● Activity
Report every line in the records below that holds the word "other".

● Stored items
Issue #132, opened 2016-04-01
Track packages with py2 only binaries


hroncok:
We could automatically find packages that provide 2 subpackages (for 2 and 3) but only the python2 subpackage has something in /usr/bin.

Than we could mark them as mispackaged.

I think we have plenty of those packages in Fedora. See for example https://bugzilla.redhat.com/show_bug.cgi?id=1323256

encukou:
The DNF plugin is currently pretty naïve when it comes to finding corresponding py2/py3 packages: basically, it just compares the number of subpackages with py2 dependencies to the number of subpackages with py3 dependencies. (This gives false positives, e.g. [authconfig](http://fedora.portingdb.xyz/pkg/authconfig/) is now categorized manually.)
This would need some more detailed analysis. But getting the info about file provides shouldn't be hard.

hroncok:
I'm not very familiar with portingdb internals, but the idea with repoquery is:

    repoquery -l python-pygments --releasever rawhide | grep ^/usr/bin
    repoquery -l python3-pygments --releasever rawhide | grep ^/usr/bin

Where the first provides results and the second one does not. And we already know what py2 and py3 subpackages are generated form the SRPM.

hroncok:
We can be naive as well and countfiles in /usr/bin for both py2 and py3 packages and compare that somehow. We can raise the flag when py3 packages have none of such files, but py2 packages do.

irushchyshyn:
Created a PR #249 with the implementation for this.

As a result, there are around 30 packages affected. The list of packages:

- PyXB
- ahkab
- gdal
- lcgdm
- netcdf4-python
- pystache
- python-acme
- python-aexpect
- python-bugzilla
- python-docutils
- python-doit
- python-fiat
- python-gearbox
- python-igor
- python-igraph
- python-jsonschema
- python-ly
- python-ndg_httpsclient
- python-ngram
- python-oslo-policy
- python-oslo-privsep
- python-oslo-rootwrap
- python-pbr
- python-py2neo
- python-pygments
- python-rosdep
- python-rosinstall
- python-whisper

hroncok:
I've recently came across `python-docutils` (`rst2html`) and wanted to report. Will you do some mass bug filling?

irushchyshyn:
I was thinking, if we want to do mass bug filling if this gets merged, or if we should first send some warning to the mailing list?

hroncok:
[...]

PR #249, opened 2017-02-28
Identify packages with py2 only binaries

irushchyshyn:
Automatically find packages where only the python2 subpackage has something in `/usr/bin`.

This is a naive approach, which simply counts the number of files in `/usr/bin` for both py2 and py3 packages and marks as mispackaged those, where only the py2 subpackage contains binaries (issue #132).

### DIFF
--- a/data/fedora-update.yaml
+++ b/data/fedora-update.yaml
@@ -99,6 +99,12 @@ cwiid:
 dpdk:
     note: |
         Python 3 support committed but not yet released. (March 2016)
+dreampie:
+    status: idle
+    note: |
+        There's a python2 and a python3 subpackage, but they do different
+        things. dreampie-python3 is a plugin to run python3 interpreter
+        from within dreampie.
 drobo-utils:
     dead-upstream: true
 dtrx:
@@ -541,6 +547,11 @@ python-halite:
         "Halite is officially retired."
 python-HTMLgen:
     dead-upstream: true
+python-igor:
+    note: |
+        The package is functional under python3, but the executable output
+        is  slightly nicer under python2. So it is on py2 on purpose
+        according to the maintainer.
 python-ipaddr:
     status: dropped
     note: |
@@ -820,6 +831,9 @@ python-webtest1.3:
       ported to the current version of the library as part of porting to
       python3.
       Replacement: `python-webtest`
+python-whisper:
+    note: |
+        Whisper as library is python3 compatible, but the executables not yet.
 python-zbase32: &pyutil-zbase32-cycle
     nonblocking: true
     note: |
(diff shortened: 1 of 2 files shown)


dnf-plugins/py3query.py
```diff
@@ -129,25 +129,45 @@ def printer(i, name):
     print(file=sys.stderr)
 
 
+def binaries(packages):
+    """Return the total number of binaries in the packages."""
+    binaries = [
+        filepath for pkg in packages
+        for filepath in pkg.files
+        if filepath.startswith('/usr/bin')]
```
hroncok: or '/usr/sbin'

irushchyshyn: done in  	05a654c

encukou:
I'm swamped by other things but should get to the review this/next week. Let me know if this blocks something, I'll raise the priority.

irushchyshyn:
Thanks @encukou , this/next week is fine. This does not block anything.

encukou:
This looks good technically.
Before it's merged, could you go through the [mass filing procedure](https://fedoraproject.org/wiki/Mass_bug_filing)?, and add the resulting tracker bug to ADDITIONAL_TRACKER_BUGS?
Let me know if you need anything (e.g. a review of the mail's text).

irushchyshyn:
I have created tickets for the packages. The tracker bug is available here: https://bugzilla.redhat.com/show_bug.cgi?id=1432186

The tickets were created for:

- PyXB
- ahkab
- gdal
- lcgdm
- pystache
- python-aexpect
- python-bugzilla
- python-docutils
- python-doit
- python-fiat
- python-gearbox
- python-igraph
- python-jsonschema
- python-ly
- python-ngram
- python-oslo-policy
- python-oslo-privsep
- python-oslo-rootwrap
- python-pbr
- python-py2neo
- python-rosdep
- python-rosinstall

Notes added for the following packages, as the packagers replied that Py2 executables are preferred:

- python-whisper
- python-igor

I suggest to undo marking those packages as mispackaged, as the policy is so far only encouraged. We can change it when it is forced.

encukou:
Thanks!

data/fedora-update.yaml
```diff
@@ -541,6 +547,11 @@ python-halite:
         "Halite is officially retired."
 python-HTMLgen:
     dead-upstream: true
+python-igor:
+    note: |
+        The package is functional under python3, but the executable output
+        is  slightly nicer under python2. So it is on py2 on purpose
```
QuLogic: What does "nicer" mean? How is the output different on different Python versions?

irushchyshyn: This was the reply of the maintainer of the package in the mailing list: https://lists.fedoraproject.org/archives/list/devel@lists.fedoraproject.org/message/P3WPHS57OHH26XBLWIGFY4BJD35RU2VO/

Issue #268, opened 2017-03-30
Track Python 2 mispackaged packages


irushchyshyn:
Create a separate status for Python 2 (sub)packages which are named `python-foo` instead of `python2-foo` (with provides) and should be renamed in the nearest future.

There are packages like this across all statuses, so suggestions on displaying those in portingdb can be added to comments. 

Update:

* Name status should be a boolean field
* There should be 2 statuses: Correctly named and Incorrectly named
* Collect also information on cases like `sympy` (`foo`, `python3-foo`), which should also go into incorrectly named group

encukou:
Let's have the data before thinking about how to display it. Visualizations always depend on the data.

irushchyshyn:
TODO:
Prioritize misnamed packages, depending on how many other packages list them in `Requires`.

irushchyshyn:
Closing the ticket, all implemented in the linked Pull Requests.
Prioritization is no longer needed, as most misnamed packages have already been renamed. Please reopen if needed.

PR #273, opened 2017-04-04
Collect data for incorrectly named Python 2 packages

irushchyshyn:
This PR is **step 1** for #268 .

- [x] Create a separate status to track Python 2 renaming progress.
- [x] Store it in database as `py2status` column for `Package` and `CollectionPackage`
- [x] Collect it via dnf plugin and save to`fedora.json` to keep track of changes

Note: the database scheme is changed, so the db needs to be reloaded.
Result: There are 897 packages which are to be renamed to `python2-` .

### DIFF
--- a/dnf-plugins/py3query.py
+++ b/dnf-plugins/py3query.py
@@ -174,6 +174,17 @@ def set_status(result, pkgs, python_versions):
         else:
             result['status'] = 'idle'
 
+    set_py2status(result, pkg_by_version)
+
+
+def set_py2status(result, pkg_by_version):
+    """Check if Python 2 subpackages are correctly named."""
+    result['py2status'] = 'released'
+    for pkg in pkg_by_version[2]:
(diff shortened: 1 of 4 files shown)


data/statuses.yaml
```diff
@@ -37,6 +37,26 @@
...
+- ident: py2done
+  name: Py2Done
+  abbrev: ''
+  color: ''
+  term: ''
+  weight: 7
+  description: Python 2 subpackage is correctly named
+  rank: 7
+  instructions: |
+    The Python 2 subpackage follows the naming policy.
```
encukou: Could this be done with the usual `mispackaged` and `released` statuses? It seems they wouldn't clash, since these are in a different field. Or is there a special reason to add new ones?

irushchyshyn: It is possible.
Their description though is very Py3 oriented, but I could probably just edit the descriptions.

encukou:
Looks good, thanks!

● Response to the task
I'm swamped by other things but should get to the review this/next week. Let me know if this blocks something, I'll raise the priority.
Prioritize misnamed packages, depending on how many other packages list them in `Requires`.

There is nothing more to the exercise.